As readers of this blog know, legal proceedings are currently advancing in Spain against participants in the 1989 murders of the six Jesuits. In that proceeding, documents from the US government files, some of which were previously classified, are being submitted to the Spanish court. The Spanish newspaper El Mundo has examined those documents, and reports that the documents have proof that the US government knew in advance what the Salvadoran military was planning:
EL MUNDO has learned that among the papers that will be submitted to the Audiencia Nacional there is information which documents, in a direct manner, that the military chief at the U.S. Embassy in El Salvador, Col. Milton Menjivar, and a senior U.S. State Department official knew what the Salvadoran military high command was planning against the rector of the UCA.

I have not seen the documents, nor has any other news source reported on their contents. Assuming the paper's report is right, this is a major new revelation, suggesting at best that the US had little influence over the actions of the Salvadoran military and, perhaps, that the US government was complicit in the murders by its willful inaction.

Without seeing the documents, and since the El Mundo article is quite silent about the actual language of the documents, I think we have to wait and see if there is verification of this charge.

One new document which El Mundo and ContraPunto did publish is a handwritten memo of a meeting of the Armed Forces General Staff, on November 15, 1989, the day before the murder of the Jesuits:


The memo shows General René Emilio Ponce gave the order to proceed to the "elimination" of Ignacio Elacuria, "without witnesses."

Documents from the US government files were collected by the National Security Archive, and have been utilized in the Spanish court proceeding:
MADRID – Declassified CIA documents show that the 1989 massacre of six Jesuit priests in El Salvador followed three days of planning by senior Salvadoran military officers, an expert witness said on Tuesday before Spain’s National Court, which is hearing a case brought on behalf of the slain clerics.

The documents were introduced by Terry Karl, professor of Latin American studies at California’s Stanford University, who said the probe of the Jesuits’ murder must be pursued “to shatter the impunity that still exists in El Salvador.”...

Plaintiffs’ attorneys said the documents submitted to the court on Tuesday show that Salvadoran senior officers began planning the assassination of Ellacuria and his comrades on Nov. 13, 1989.

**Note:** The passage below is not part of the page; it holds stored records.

PR #308, opened 2023-05-12
fix a variety of bugs arising from different config states w/repo

ashleygwilliams:


src/site/mod.rs
```diff
@@ -45,48 +45,60 @@ impl Site {
...
+                            content,
+                            &format!("changelog/{}.html", name),
+                            &layout_template,
+                            config,
+                        );
+                        pages.push(page);
+                    }
                 }
+            },
+            None => Err(OrandaError::Other("You have indicated you want to use features that require a repository context. Please make sure you have a repo listed in your project or oranda config."))
```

They said the package includes the record of a meeting between Cristiani and the then-defense minister, Gen. Rafael Humnero Larios, at general staff headquarters – “just 500 meters (yards)” from the UCA administration building – the night before the massacre.

Comments

ixa said…
Everyone knows it was the Batallon Atlacatl.
Black propaganda spraypaint on the walls with "fmln" -pfft.. nice try.
Atl Also responsible for hammer and anvil massacres in northern morazan in 1981. Maybe one day El Sal will have peace and reconciliation commision like South Africa did so that the poision can be bled out and siembra de la paz peace authentic.